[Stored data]
==================================================
PR #89, opened 2019-10-31
Output upstream by eli

OphirMunk:
Pushed from gerrit as a temporary work around for everyone to review.


OphirMunk:
A new PR with latest updates is planned

PR #583, opened 2019-01-16
Update installation.md

autemox:
Added precise location of nuget packages folder to clear up confusion about it being in the solution folder (it is not), and by default windows 10 normal search feature does not check the .nuget folder, thus a search for the dll will find nothing and can lead to a lot of confusion for new users.


craftworkgames:
Great work. Thanks mate.

PR #585, opened 2019-01-23
Remove isLoaded when load screen

KevinYeti:
It seems the two IF conditions is not needed.
When using the function of ScreenManager.LoadScreen(),  the isLoaded variable has already been setted to true.


craftworkgames:
I'm still unsure if this is the "correct" change but I'll merge it anyways.

PR #589, opened 2019-01-30
Notify subscribers before removing components from entity

### LINKED ISSUE #577: Entity can't be retrieved on OnEntityRemoved
If I use this following code on an `EntityProcessingCode`:

    protected override void OnEntityRemoved(int entityId)
    {
        var entity = GetEntity(entityId);
    }

`entity` will be `null`, I don't know what it was or what component it had before being removed. I solved this problem by moving [this line](https://github.com/craftworkgames/MonoGame.Extended/blob/dbc57e0f8acd8d9635c65f11b3ce40b7603670b1/Source/MonoGame.Extended.Entities/EntityManager.cs#L109) to the top of the method. I am not sure if this is the best solution.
==================================================
Copy every line above exactly.

PR #89, opened 2019-10-31
Output upstream by eli

OphirMunk:
Pushed from gerrit as a temporary work around for everyone to review.


OphirMunk:
A new PR with latest updates is planned

PR #583, opened 2019-01-16
Update installation.md

autemox:
Added precise location of nuget packages folder to clear up confusion about it being in the solution folder (it is not), and by default windows 10 normal search feature does not check the .nuget folder, thus a search for the dll will find nothing and can lead to a lot of confusion for new users.


craftworkgames:
Great work. Thanks mate.

PR #585, opened 2019-01-23
Remove isLoaded when load screen

KevinYeti:
It seems the two IF conditions is not needed.
When using the function of ScreenManager.LoadScreen(),  the isLoaded variable has already been setted to true.


craftworkgames:
I'm still unsure if this is the "correct" change but I'll merge it anyways.

PR #589, opened 2019-01-30
Notify subscribers before removing components from entity

### LINKED ISSUE #577: Entity can't be retrieved on OnEntityRemoved
If I use this following code on an `EntityProcessingCode`:

    protected override void OnEntityRemoved(int entityId)
    {
        var entity = GetEntity(entityId);
    }

`entity` will be `null`, I don't know what it was or what component it had before being removed. I solved this problem by moving [this line](https://github.com/craftworkgames/MonoGame.Extended/blob/dbc57e0f8acd8d9635c65f11b3ce40b7603670b1/Source/MonoGame.Extended.Entities/EntityManager.cs#L109) to the top of the method. I am not sure if this is the best solution.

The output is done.